I mean, 300GB memory is crazy. But back in the days I ran full HD videos on a netbook, because it hat special optimzied chips.
It is possible to use it to generate texts which can be quickly curated or edited by a user.
Specifically this could be useful in authoring fiction (sci-fi novels, game dialog, etc.).
Imagine the Star Trek holodeck characters. It’s dialog quality is nearly good enough to make that level of interaction feasible.
Right now AI is only available to mega tech corps. Even OpenAI is a closed research lab. So one can infer that AI will always be the divider.
I have no idea whether scaling up transformers another 100x will lead to something resembling real intelligence, but it certainly seems possible. In particular, I find the arguments against this possibility to be fairly silly. These are the three main arguments I have seen for why GPT type models will never approach AGI, and the reasons I don’t think they are valid:
1. GPT-3 requires vast amounts of training data (hundreds of billions of words from the internet), whereas a human can become fluent in natural language after “training on” much less data.
It’s not analogous to compare the GPT-3 training corpus to the education that one human receives before becoming fluent in natural language. We benefit from millions of years of evolution across billions of organisms. A massive amount of “training” is incorporated in the brain of an infant. This must be the case because even if you could somehow read all of the text on the internet to your dog, it would not approach intelligence.
2. There was no intellectual breakthrough in the development of GPT-3 just more “brute force” training on more data, therefore it or its successors can’t achieve a breakthrough in intelligence.
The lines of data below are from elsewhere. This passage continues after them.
PR #1314, opened 2021-10-04
Add a username to the resource group name created by check-pr utility.

mgreisen:

_What is this about?_
This change adds a username to the resource group name created by the check-pr utility. This makes it easy to identify who's resources these are. 

## PR Checklist
* [ ] Tests added/passed

## Info on Pull Request

_What does this include?_
A small change to the check-pr.py script.

## Validation Steps Performed
Ran the script on both wsl2 and powershell to verify it works on both windows and linux printing out the created resource group name. 
Ran the script on wsl2 to verify the resource group name is created correctly. 

Run the script and look for the resource group name.

### DIFF
--- a/src/utils/check-pr/check-pr.py
+++ b/src/utils/check-pr/check-pr.py
@@ -279,14 +279,14 @@ class Deployer:
 def main() -> None:
     # Get a name that can be added to the resource group name
     # to make it easy to identify the owner
-    cmd = ["az", "ad", "signed-in-user", "show", "--query", "mailNickname"]
-    name = subprocess.run(cmd, capture_output=True, encoding='UTF-8')
+    cmd = ["az", "ad", "signed-in-user", "show", "--query", "mailNickname", "-o", "tsv"]
+    name = subprocess.check_output(cmd, encoding="UTF-8")
 
-    # The result from az includes quotes and a newline
+    # The result from az includes a newline
     # which we strip out.
-    name = name.stdout.strip()[1:-1]
+    name = name.strip()
 
-    default_instance = f'pr-check-{name}-%s' % uuid.uuid4().hex
+    default_instance = f"pr-check-{name}-%s" % uuid.uuid4().hex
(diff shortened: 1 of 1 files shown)


src/utils/check-pr/check-pr.py
```diff
@@ -277,7 +277,15 @@ def run(self, *, merge_on_success: bool = False) -> None:
...
 def main() -> None:
-    default_instance = "pr-check-%s" % uuid.uuid4().hex
+    # Pull out a username to include in the resource group name
+    # USER is used in wsl2, USERNAME is used under windows
+    if "USER" in os.environ:
+        user=os.environ["USER"]
+    elif "USERNAME" in os.environ:
+        user=os.environ["USERNAME"]
+    else:
+        user=""
```
bmc-msft, line 287: In the failure case, this will resolve to pr-check--GUID, which is probably not undesired.

Given this requires the `az` command be logged in, perhaps `az ad signed-in-user show --query userPrincipalName` and remove everything after `@` would be better.

bmc-msft: If you're OK requiring service accounts that deploy using check-pr, then this would work without having to split:  `az ad signed-in-user show --query mailNickname`

src/utils/check-pr/check-pr.py
```diff
@@ -277,7 +277,16 @@ def run(self, *, merge_on_success: bool = False) -> None:
 
 
 def main() -> None:
-    default_instance = "pr-check-%s" % uuid.uuid4().hex
+    # Get a name that can be added to the resource group name
+    # to make it easy to identify the owner
+    cmd = ["az", "ad", "signed-in-user", "show", "--query", "mailNickname"]
+    name=subprocess.run(cmd, capture_output=True, encoding='UTF-8')
```
bmc-msft, line 283: You should use `subprocess.check_output` to validate the command completed successfully.  Additionally, you can get the output without quotes by using the flags: `-o tsv`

We must remember that there was no intellectual breakthrough required for the development of human intelligence, it was just more of the same evolution. The core pattern of evolution is extremely simple: take an organism, generate random variants from it, see which ones do the best, and then create new variants from the good ones. This is perhaps the most basic scheme you could think of that might actually work. Evolution has produced amazing results in spite of its simplicity and inefficiency (random variations!) because it generalizes well to many environments and scales extremely well to millions of generations. These are exactly the strengths of gradient descent. In fact, gradient descent follows the same structure as evolution, except that at each iteration we don’t generate random variations, but instead make an educated guess about what a fruitful variation would be based on available gradient information. This improves learning efficiency tremendously; imagine being able to say: “this Neanderthal died because he stepped into a fire, let’s add some fire-avoidance to the next one” instead of waiting for this trait to be generated randomly. Speaking of brute force and amount of training, it would take 355 years to train GPT-3 on a single GPU. This strikes me as quite fast relative to evolutionary time scales.
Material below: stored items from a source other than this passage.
PR #1859, opened 2022-04-27
Only watch directories, not files

### LINKED ISSUE #1857: `DirectoryMonitor` can be configured to watch a file
The path to watch, which we pass to the `DirectoryMonitor` ctor, should only ever be a directory, not a file.

ranweiler:
If a `DirectoryMonitor` is pointed at a file (and not a directory), fail on invocation of `start()`.

Validated with a unit test and manual testing using the `dir-monitor` example.

Closes #1857.


src/agent/onefuzz/src/monitor.rs
```diff
@@ -40,6 +40,13 @@ impl DirectoryMonitor {
         // Canonicalize so we can compare the watched dir to paths in the events.
         self.dir = fs::canonicalize(&self.dir).await?;
 
+        // Make sure we are watching a directory.
+        //
+        // This check will pass for symlinks to directories.
```
ranweiler, line 45: The unit test that backs up this claim was added in the previous PR.

chkeita (approved):

raghavthind2005 (approved):

PR #1863, opened 2022-04-29
Timer workers (part 1)

stishkin:


src/ApiService/ApiService/onefuzzlib/NodeOperations.cs
```diff
@@ -20,4 +48,173 @@ public NodeOperations(IStorage storage, ILogTracer log, IServiceConfig config)
...
+
+    public NodeTasksOperations(IStorage storage, ILogTracer log, IServiceConfig config)
+        : base(storage, log, config) {
+        _log = log;
+    }
+
+    public async IAsyncEnumerable<Node> GetNodesByTaskId(Guid taskId, INodeOperations nodeOps) {
+        List<Node> results = new();
+        await foreach (var entry in QueryAsync($"task_id eq '{taskId}'")) {
+            var node = await nodeOps.GetByMachineId(entry.MachineId);
```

3. Machines lack capabilities fundamental to the human experience: in particular feeling pleasure, pain, and an internal drive toward a goal.
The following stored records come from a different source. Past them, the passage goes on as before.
PR #1865, opened 2022-05-01
Switch to misuse-resistant smart constructor

### LINKED ISSUE #1864: Check for invalid paths in `DirectoryMonitor` constructor
The `DirectoryMonitor` has a fallible constructor, but also does some checks very "late", in the `start()` method. This is a little odd, and really only just provides an opportunity to forget to call `start()` (which will cause `next_file()` to async-block forever).

Fix both of these design quirks:
- Remove `start()`
- Set the OS-level watch on `new()`
- Validate the target path on `new()`

ranweiler:
Use a simpler and less error-prone API for `DirectoryMonitor`.

- Make `new()` ctor async, set watch on construction
- Remove `start()`, validate that target path is a directory in `new()`

Closes #1864.

### DIFF
--- a/src/agent/onefuzz-agent/src/local/common.rs
+++ b/src/agent/onefuzz-agent/src/local/common.rs
@@ -1,5 +1,10 @@
-use crate::tasks::config::CommonConfig;
-use crate::tasks::utils::parse_key_value;
+use std::{
+    collections::HashMap,
+    env::current_dir,
+    path::{Path, PathBuf},
+    time::Duration,
+};
+
 use anyhow::Result;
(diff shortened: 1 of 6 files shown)


src/agent/onefuzz-agent/src/local/common.rs
```diff
@@ -294,6 +283,18 @@ impl DirectoryMonitorQueue {
     }
 }
 
+async fn monitor_directory(queue_client: QueueClient, directory: PathBuf) -> Result<()> {
```
ranweiler, line 286: Just split out for readability, no logic changes.

stishkin (approved):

Indeed, if you turn a computer off in the middle of a computation, there is no evidence of suffering. And if the computer successfully writes a blog post of human quality, it feels no joy in the human sense. My claim is that these sensations are not core aspects of intelligence. In fact, pleasure and pain are very primitive developments that even cockroaches can claim. The most impressively human accomplishments (harnessing vast external energy sources, breaking out of bare subsistence, landing on the moon, etc.) were made in spite of the fact that we are messy bags of emotion that unpredictably feel anger, jealousy, despondence or elation. These emotional responses were selected for because they were useful as proximate goalposts orienting us toward reproduction—basically, to overcome forgetfulness in the pursuit of long-term goals. If in the future we can simply direct a computer to write a captivating novel without needing to program in lots of visceral intermediate stimuli to keep it on track, so much the better.